L’outil a d’abord été pensé pour aider les producteurs, qui sont en cave particulière, cave coopérative, CUMA… Je plaide pour qu’il y ait des réponses aux demandes des caves coopératives. Le ministre a annoncé que les caves coopératives seraient éligibles à la transformation des Prêts Garantis par l’État (PGE) en prêts bonifiés. Avec les caves coopératives, la filière demande aussi des aides aval (comme lors du gel 2021, demande aussi portée par le secteur des fruits et légumes) et une aide au stockage privé (qui est demandé par les metteurs en marché, comme ils l’ont exprimé lors du conseil spécialisé de ce 7 février). Nous attendons les retours de la Commission Européenne sur ces points. Elle doit aussi répondre aux demandes sur l’arrachage temporaire (avec une replantation différée de 8 ans ou un arrachage définitif). Je plaide d’ailleurs pour une aide à la restructuration des coopératives de leurs outils de production face à cette réduction du potentiel de productin. Il y a une difficulté de temporalité, les vignerons sont dans l’urgence, mais le temps communautaire n’est pas celui de l’immédiateté.
En termes de réactivité, le gouvernement ne s’est-il pas montré trop ambitieux en annonçant un fonds d’urgence ouvrant ce lundi 5 février (ce qui n’a pas été le cas) pour de premiers versements avant le salon de l’Agriculture (ouvrant ce samedi 24 février) ?
Les premiers versements devraient avoir lieu d’ici le Salon International de l’Agriculture (SIA). L’ouverture de la plateforme n’a pas eu lieu lundi, mais on l’attend d’ici la fin de semaine. Cet outil en ligne sera ouvert 15 jours pour de premiers versements d’ici la fin du mois sur les baisses de production. Il faudra plus temps pour l’année blanche, comme cela nécessitera des échanges avec les banques.

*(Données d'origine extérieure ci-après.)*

PR #179, opened 2017-05-30
Anaconda Pull

rlizzo:
This is a minor PR to merge changes made during prep for anaconda distribution. 

The most significant change is the full switch the the OpenGL2 rendering backend in the toplevent CMakeLists.txt file. This is required of VTK 7.1 on all platforms.


distribution/scripts/getbuildvmtk.py
```diff
@@ -22,7 +22,7 @@
 VTK_BUILD_DIR = os.path.join(WORK_DIR, 'vtk-build')
 ITK_BUILD_DIR = os.path.join(WORK_DIR, 'itk-build')
 VMTK_BUILD_DIR = os.path.join(WORK_DIR, 'vmtk-build')
-PARALLEL_JOBS = 3
+PARALLEL_JOBS = 7
```
lantiga: 7 sounds too much (I'm thinking about my laptop :-) ). I'd stick with 3 by default and eventually add a command-line flag to increase it.

rlizzo: good catch :) I adjusted it to the max cpu cores on the system - 1

lantiga:
Thank you!

PR #181, opened 2017-06-10
Numpy dataset adaptor

rlizzo:
Luca, 

This is a very early stage PR (not at all well tested or ready for release) to add increased integration to numpy arrays from vmtk. 

**Purpose:** To allow for the easy conversion of vtkDataObjects _to and from_ numpy arrays in a data-lossless manner (ie. preserving PointData/CellData array scalars and CellData connectivity). 

**Scope:** Conversion of surface data and centerlines data (eventually I'll get around to adding image data as well). 

**Methods:** 
1) Inclusion of 4 new vmtkscripts:
- `vmtksurfacetonumpy`
- `vmtknumpytosurface`
- `vmtkcenterlinestonumpy`
- `vmtknumpytocenterlines`

2) vmtk `Surface` and `Centerlines` data is accessed through the `vtk.numpy_integration dataset adaptor` method. `Points, PointData, & CellData` is copied into a series of numpy arrays contained within a structure defined by a nested python dictionary. 

3) a nested dictionary (of predefined structure) containing numpy arrays is converted into a `vtkPolyData` object in a method unique to the triangle cell connectivity of a `Surface` and a line cell connectivity of a `Centerline`

**Usage:** 
1) The script is intended to be run at the programmatic level (I haven't tried to save the output python dict object yet, but It's on the todo list). 

2) The following script can be used to run the conversion from vtkPolyData to the numpy array. 

_surface data_
```
numpyArrayConverter = vmtkscripts.vmtksurfacetonumpy()
numpyArrayConverter.Surface = foo.Surface
numpyArrayConverter.Execute()

arrayDict = numpyArrayConverter.ArrayDict
```
_centerline data_
```
numpyArrayConverter = vmtkscripts.vmtkcenterlinestonumpy()
numpyArrayConverter.Centerlines = foo.Centerlines
numpyArrayConverter.Execute()

arrayDict = numpyArrayConverter.ArrayDict
```
3) The dictionary output structure mimics the structure of the `vtk.numpy_integration datasetadaptor` output. The structure is:
```
arrayDict
    ['Points']                      <-- required. is Nx3 array of N vertexes and x, y, z locations
    ['PointData']                <-- required, even if subarrays are empty
        ['PointDataArray1']  <-- optional (ex. MaximumInscribedSphereRadius)
        ['PointDataArray2']  <-- optional
        ...
    ['CellData']                  <-- required
        ['CellPointIds']        <-- required. defines which cell conectivity to ['Points] Indices
        ['CellDataArray1']   <-- optional ie. CenterlineTractId
        ['CellDataArray2']   <-- optional
        ...
```
4) Any of the data in the dictionary can be modified, and new `PointDataArrays` or `CellDataArrays` can be added by simply specifying a new key value pair in the appropriate location in the dictionary. 

5) The dictionary can be converted into vtkPolyData format via calls to `vmtknumpytosurface` or `vmtknumpytocenterlines`, setting the parameter `InputDict = arrayDict`. The output data is a standard vtkPolyData format, and can be used as normal `Surface` or `Centerlines` data in following pypes. 

**Requirements:** 
1) Numpy must be installed on the users system. While this is an unsafe assumption for current vmtk distribution methods, this could easily be addressed in the anaconda package release by specifying numpy as a runtime requirement in the meta.yaml file. 

I wanted to get your input on this while it's in an early stage to see if you had any suggestions or concerns. These scripts have been a real help to me, and since this seems to be a popular topic on the vmtk-users forum I figured this would be useful to the community as well. 

Let me know.
-RIck


rlizzo:
Update:

A few bug fixes, but I also added two vmtkscripts to read and write the pickled ArrayDicts to a file. See the following files:
- `vmtknumpyreader`
- `vmtknumpywriter`

vmtkScripts/contrib/vmtknumpytocenterlines.py
```diff
@@ -0,0 +1,111 @@
...
+            points.InsertNextPoint(xyzPoint)
+
+        polyData.SetPoints(points)
+
+        self.PrintLog('converting numpy array to centerlines')
+        pointDataKeys = self.ArrayDict['PointData'].keys()
+        for key in pointDataKeys:
+
+            pointDataDType = str(self.ArrayDict['PointData'][key].dtype)
+            if pointDataDType.find('float') != -1:
```
lantiga: Here (and in all the other relevant spots) you could check the `dtype` in a more idiomatic way: https://stackoverflow.com/questions/22471644/how-do-i-check-if-a-numpy-dtype-is-integral

vmtkScripts/contrib/vmtknumpytocenterlines.py
```diff
@@ -0,0 +1,111 @@
...
+            else:
+                for pointData in self.ArrayDict['PointData'][key]:
+                    pointDataArray.InsertNextTuple(pointData)
+                polyData.GetPointData().SetActiveVectors(key)
+                polyData.GetPointData().SetVectors(pointDataArray)
+
+        cellDataArray = vtk.vtkCellArray()
+        numberOfCells = len(self.ArrayDict['CellData']['CellPointIds'].keys())
+        for cellId in range(numberOfCells):
+            numberOfCellPoints = self.ArrayDict['CellData']['CellPointIds'][str(cellId)].size
```
lantiga: I don't fully understand why you're required to use a string `cellId`. Does this come from the vtk util function that generates the dictionary?

vmtkScripts/contrib/vmtknumpytoimage.py
```diff
@@ -0,0 +1,88 @@
...
+from vmtk import vmtkrenderer
+from vmtk import pypes
+
+try:
+    import numpy as np
+except ImportError:
+    raise ImportError('Unable to Import vmtkimagetonumpy module, numpy is not installed')
+
+
+# convenience class for nested disctionaries
```
lantiga: typo: "disctionaries"

vmtkScripts/contrib/vmtknumpytoimage.py
```diff
@@ -0,0 +1,88 @@
...
+                pointDataArray = vtk.vtkFloatArray()
+            if pointDataDType.find('int') != -1:
+                pointDataArray = vtk.vtkIntArray()
+
+            pointDataArray.SetNumberOfComponents(1)
+            pointDataArray.SetName(key)
+
+            flatArray = self.ArrayDict['PointData'][key].ravel(order='F')
+            for pointData in flatArray:
+                pointDataArray.InsertNextValue(pointData)
```
lantiga: If you know how many elements you'll add to `pointDataArray`, it's faster to pre-allocate memory with `pointDataArray.SetNumberOfValues(...)` and the add the values with `pointDataArray.SetValue(i,pointData)`.
`InsertNextValue` is slower because it will likely lead to re-allocations and memcpy's as it grows.

lantiga:
Hi Rick, sorry for the late feedback, busy time.

I fully support this addition, I've come across quite a few users who would have liked to mess with data, but they were not into delving into VTK data structures.

As to writing/reading, you can just `np.save` and `np.load` the dictionary of arrays. We could eventually also include hdf5 (not as a dependency, just as an output option if the module is available), but npy would suffice for now.

vmtkScripts/contrib/vmtknumpytocenterlines.py
rlizzo: Excellent suggestion! Fixed for:
- `vmtknumpytocenterlines`
- `vmtknumpytoimage`
- `vmtknumpytosurface`

in the latest commit i'm about to push.

vmtkScripts/contrib/vmtknumpytocenterlines.py
rlizzo: This is a result of how I've chosen to store the cell data in the nested dictionary. 

Each cell in the vtkDataObject is written as a dictionary key into `self.ArrayDict['CellData']['CellPointIds']`. Each cell is identified by a zero-indexed intiger, so for a centerline with 3 cells, there will be arrays stored in each of the following dictionary keys:
- `self.ArrayDict['CellData']['CellPointIds']]'0']`
- `self.ArrayDict['CellData']['CellPointIds']]'1']`
- `self.ArrayDict['CellData']['CellPointIds']]'2']`

Since the loop variable `cellId` in `for cellId in range(numberOfCells):` is an intiger type, we need to convert it to a string type (ie. `self.ArrayDict['CellData']['CellPointIds'][str(cellId)]`) in order to access the array stored in that dictionary key. 

Does that help answer your question?

vmtkScripts/contrib/vmtknumpytoimage.py
rlizzo: Thanks! Fixed.

vmtkScripts/contrib/vmtknumpytoimage.py
rlizzo: Great Suggestion Just fixed this as well.

rlizzo:
Thanks luca, 

I considered using `np.save` and `np.load`, but I chose not to use them since it does not save the same python object that `pickle` does. When saving an `npy` file, it converts the `ArrayDict` "Dictionary of Arrays" to an "Array of Dictionaries of Arrays". This is an incompatible change to the read/convert methods, and I didn't think there was any point to it since:

1)  the `pickle` module is part of the standard library, and people should be used to using it
2) There would be no space saving, since we are specifying a binary file type in the `wb` pickle flag. 

Let me know if/why you might disagree? Would be interested to learn why you might prefer npy.  

HDF5 is a great idea as well. There's a lot we could do with that to store the entire contents of the analysis pypeline from initial image, any filtering performed, surface extraction, and centerline/mesh generation. Would be cool to use the format to store the entire anslysis history the was performed.

vmtkScripts/contrib/vmtknumpytocenterlines.py
lantiga: Hi Rick, I would suggest not to use a dictionary after 'CellPointIds', but a simple list, that you can index with an integer. You could use an integer as a key to the dictionary also, but there's no reason to do that, since `cellIds` are sequential and start from `0`. In any case, the `str(cellId)` doesn't really look good and I'd avoid it.

On a more general note, this layout (one entry per cell) is going to use more memory than needed for large datasets with many cells. It's not going to make a big difference for centerlines, but as a general strategy for other kinds of datasets it's going to be inefficient.

You could store cells more efficiently by using one or two arrays.
One-array solution: store cells sequentially in a NumPy array like 
```
cell0npts cell0pt0 cell0pt1 ... cell0pt4 cell1npts cell1pt0 cell1pt1 ...
```
This is quite compact, but it gets tricky if you every need to access a cell given its id.

Two-array solution: the above, plus an array with size `ncells` containing the index of each cell in the above array.

Last note: if you mix cell types (lines, polygons, etc) you might want to also have an array of size `ncells` containing the cell type for each cell.

It's your call, my only request is to get rid of the cellId as string thing. Thanks!

lantiga:
Great, both Pickle and HDF5 👍

vmtkScripts/contrib/vmtknumpytocenterlines.py
rlizzo: Thanks for the feedback, That makes much more sense. 

My other thought is to scrap dictionaries entirely and use a structured numpy array to store all the data - I'm experimenting with this now in a jupyter notebook I'll share with ya, but I think this would be a good solution as well since:
1) Access would be essentially the same due to named fields
2) Numpy array storage is about as efficient as you can get without going into the Cython realm

I was planning on formalizing this approach tonight, and will update you at the end. May be totally rewriting most of these scripts depending on the performance. 

Look for an invite to a private repo i've created to host all my experimentation work.

rlizzo:
Hey luca, 

I've been using this module on my own system fairly consistently for the last few weeks. Wondering if you've had a chance to give it a shot since I made the changes you requested?

Also added a tutorial as a PR at https://github.com/vmtk/vmtk.github.com/pull/4 so that this doesn't go undocumented.

lantiga:
Reviewed and merged! Thank you Rick!

rlizzo:
Awesome! Thanks luca!

Issue #183, opened 2017-06-25
Improper string comparison for vmtksurfacesmoothing.py


normanius:
**Issue**: In certain circumstances, vmtksurfacesmoothing fails with

> Error: smoothing method not supported.

although the string containing the method is correct: `vmtkSurfaceSmoothing.Method == 'taubin' ` yields `True`.

**Details**: In [vmtksurfacesmoothing.py, around line 63](https://github.com/vmtk/vmtk/blob/master/vmtkScripts/vmtksurfacesmoothing.py#L63), the method string is compared with the wrong string comparison. The issue is described nicely in [this stackoverflow article](https://stackoverflow.com/questions/1504717). Indeed,`vmtkSurfaceSmoothing.Method is 'taubin' ` yields `False` in my case (where the method string is read as a command-line argument using argparse). 

**Solution**: 
Change `if self.Method is '<method>'` to `if self.Method == '<method>'`, with `<method>` being either `'laplace'` or `'taubin'`. This is considered the proper way of comparing strings literally in python.

rlizzo:
Thank you @normanius. I just created pull request #187 to address this issue.

PR #187, opened 2017-07-03
fixed improper string comparisons referenced in vmtk/vmtk issue #183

S’il y a l’urgence de court-terme, la filière présentait ce mardi 6 février son plan stratégique au ministre pour se projeter sur le moyen-terme.
On a toujours impression d’être un pompier qui se bat pour obtenir des actions du gouvernement face au conjoncturel. Il y a aussi l’obligation de mettre en place une stratégie de conquête de parts de marché avec toute la filière. Il faut des outils structurels : le plan de filière se concentre sur ces éléments.

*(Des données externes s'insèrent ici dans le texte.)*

PR #349, opened 2020-04-08
Clean up code for wall shear rate based on strain rate tensor

uschille:
Regression test pending.

### DIFF
--- a/vtkVmtk/Misc/vtkvmtkMeshWallShearRate.cxx
+++ b/vtkVmtk/Misc/vtkvmtkMeshWallShearRate.cxx
@@ -152,7 +152,7 @@ int vtkvmtkMeshWallShearRate::RequestData(
   double normal[3];
   double wallShearRate[3];
  
-  int i, j;
+  int i, j, k;
 
   if (!this->UseFullStrainRateTensor) {
     for (i=0; i<numberOfPoints; i++)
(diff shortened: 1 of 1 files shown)


uschille:
@lantiga I recommend to double check the sign convention. We would typically use a different convention, cf. https://doi.org/10.1007/s00791-017-0277-7. Perhaps Mehdi Najafi can comment.

lantiga:
@uschille thank you, I also noticed the sign issue. I think the important aspect is to make it consistent between the two definitions (normal only or full tensor).
Can you point out the main differences wrt #348 or even better target that PR directly? This way we can account for changes to the script and the class.

uschille:
> I think the important aspect is to make it consistent between the two definitions (normal only or full tensor).

@lantiga I agree. I have compared results for a simple test case and as expected the difference between the "normal only" and "full tensor" definition is small and the sign is consistent. @myousefi2016 is performing additional tests on a more realistic geometry.

The main differences wrt to #348 are related to code quality in `vtkvmtkMeshWallShearRate.cxx` 
- self-documenting variable names
- one statement per line
- stick to 1D array for tensors for consistency with declaration of `velocityGradient[]`
- use loops to compute tensor components (leave loop unrolling to compiler): improves readability and makes symmetry of strain tensor explicit; fewer lines of code to maintain
- make sign convention explicit in prefactor
You might still credit Mehdi Najafi for the WSR calculation.

lantiga:
Merging this one, thank you @uschille

PR #377, opened 2021-07-27
Fix deprecated numpy issubdtype calls

ramtingh:
np.issubdtype with int or float second argument was deprecated in numpy 1.14 (https://github.com/numpy/numpy/pull/9505). This changes the argument to np.integer or np.floating which should avoid issues with recent numpy versions.


lassoan (commented):
Thank you for your contribution.

At the time when this code was written VTK did not have numpy converters, but now it has:

https://github.com/Kitware/VTK/blob/master/Wrapping/Python/vtkmodules/util/numpy_support.py

Could you check if we could leverage VTK's converters here? (to reduce the amount of custom code that has to be maintained in VMTK)

lassoan (approved):
It would be better to use VTK's own numpy converters (https://github.com/Kitware/VTK/blob/master/Wrapping/Python/vtkmodules/util/numpy_support.py) but the change improves compatibility and does not have any drawbacks, so it is OK to merge. The code can be refactored later to take advantage of VTK's numpy converters.

PR #372, opened 2021-07-08
Add support for building against VTK 9.0 and remove support for VTK 7.1

jcfr:
### Fixes

* Fix `test_vmtkbranchextractor.py::test_cell_data_array_names/values`
* Fix use of fixtures in `vmtkbifurcationsections` and `vmtkbranchsections` tests
* Fix `vmtkcenterlinesnetwork.py`
* Fix `vtkvmtkSimplifyVoronoiDiagram` when built against VTK9
* Fix `test_vmtkimagefeatures` updating `itkUpwindGradientMagnitudeImageFilter`

### VTK 9 support

* Introduce option `VMTK_USE_VTK9` and remove option `VMTK_USE_VTK8`
* Java wrapping is not supported when building against VTK 9
* Changes adapted from Slicer/Slicer@c658b7b (ENH: Add support for building against VTK 8.2.0 or 9.0.0)
* `VTK_USE_FILE` is included only if VTK <= 8.90.

* To support building against both version of VTK and use the relevant names for targets and components, variables `VTK_TARGET_PREFIX` and `VTK_COMPONENT_PREFIX` have been introduced.

* Download vtkAddon CMake modules required to support wrapping against both VTK 8 and VTK 9

* Fix building of `vtkvmtkSimplifyVoronoiDiagram` against VTK 9 <s>by excluding the use of `vtkCellLinks::BuildLinks`. Following the introduction of Kitware/VTK@88efc80 (Reworking cell links classes for performance and consistent API), the API changed and the implementation need to be updated accordingly.</s>

* Adapt to `vtkPolyData` API changes introduce in VTK 9
 
* Update VTK 8 version from 8.1.2 to 8.2.0 to fix link error against Python 3

* Fix `-Wdeprecated-declarations` related to use of `vtkPolyData::GetPointCells`

* Fix VTK9 build conditionally using "const vtkIdType"
  
* Fix build error when `VMTK_USE_RENDERING` is ON

### ITK 5 support

* Add support for building against ITKv5 introducing `VMTK_USE_ITK5` option
* Upgrade VMTK to be compatible with ITK5 (:pray:  @lassoan)

### macOS support

* Fix packaging of Python libraries on macOS 
* fix: changes required for Xcode 10.2 / Mojave  (:pray:  @sbwilson)

### Build-system: Stylistic changes:

* Remove CMake-language block-end command arguments 
* Convert CMake-language commands to lower case

### Build-system: External project consolidation

* Consolidate passing of option to VTK external project
[...]

PR #385, opened 2021-11-07
Update buildsystem to support vtk9 fixes

kayarre:
changes based on @jcfr branch to get it compiling locally. I have not run tests yet.


kayarre:
I think is a good enough release candidate. I was able to get most of the tests working, disabled some, and updated the test data for others.  I continued to have some issues with how cmake finds python and therefore decided to update the cmake minimum to 3.15 and require python3. 

I also converted the test data repository to git-lfs and added a cmake flag so it won't `submodule init` everytime. 

`vmtkcenterlinesnetwork` has a weird bug that is not deterministic because it randomly picks a CellId to remove. The test was passing everytime until today and then randomly passed and failed.

kayarre:
I was able to fix the upwind image filter. I believe that gets all the tests running  that were expected to pass previously.

It appears there are a bunch of scripts used for the ITK5 migration [ITK5Preparation](https://github.com/InsightSoftwareConsortium/ITK/tree/master/Utilities/ITKv5Preparation) I think these might be worth running. Can someone who has done this give me some hints on using them. 

I think the `vtkvmtkSimplifyVoronoiDiagram` is still broken.
What are the other pieces that still need to be addressed?

kayarre:
@lassoan are these changes in the right direction or not? I don't know when or if i should expect feedback.

lassoan:
Thank you for all your work on this! Your changes look good to me, except I'm not sure if we should introduce submodules. Since github allows storing unlimited amount of test data as release assets and [CMake's ExternalData module](https://cmake.org/cmake/help/latest/module/ExternalData.html) can download these data sets (by setting the release name to the hash algorithm name, such as SHA256; and setting the filename to the hash value), there is no need to use submodules. Renaming file to its hash and uploading to a github release can manual but it is also quite easy to automate, as it is done in this repository: https://github.com/Slicer/SlicerTestingData.

If you are done with your changes then please submit a pull request to https://github.com/jcfr/vmtk/tree/update-buildsystem-to-support-vtk9. @jcfr will review and merge the changes, we'll test on Windows/Linux/macOS, then integrate the branch into VMTK master.

kayarre:
@lassoan thank you so much for the feedback. 

The test data was already a submodule, The difference is that I converted the submodule data to using `git lfs` instead of regular git. That seemed to make sense to me, but I know there are mixed experiences with git lfs usability.

I agree with how it is implemented is not ideal. Should I make an attempt at converting the submodule to using the cmake ExternalData?

I will go ahead and make a merge request to @jcfr.

lassoan:
@kayarre https://github.com/vmtk/vmtk/pull/372 is now merged. I think @jcfr included all your commits, except maybe 2 or so. Please check and either close this pull request and open a new one or rebase this one on the latest master. Thank you!

kayarre:
Awesome! I will take a look early next week.

kayarre:
Extracted relevant changes and put into new commits and merge requests. Closing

D’après la circulaire ministérielle du 5 février consultée par Vitisphere et ici représentés en infographie, les 27 départements aidés sont : Alpes de Hautes-Provence (98 000 €), Hautes-Alpes (13 000 €), Alpes-Maritimes (5 000 €), Ardèche (1,45 million €), Ariège (3 000 €), Aude (9,23 millions €), Aveyron (37 000 €), Bouches-du-Rhône (1,7 million €), Dordogne (1,41 million €), Drôme (1,83 million €), Gard (8,53 millions €), Haute-Garonne (180 000 €), Gers (5,03 millions €), Gironde (14,24 millions €), Hérault (13 millions €), Landes (340 000 €), Lot (730 000 €), Lot-et-Garonne (970 000 €), Lozère (1 000 €), Pyrénées-Atlantiques (260 000 €), Hautes-Pyrénées (30 000 €), Pyrénées-Orientales (1,91 million €), Rhône (2,42 millions €), Tarn (1,15 million €), Tarn-et-Garonne (230 000 €), Var (3,23 millions €) et Vaucluse (4,78 millions €).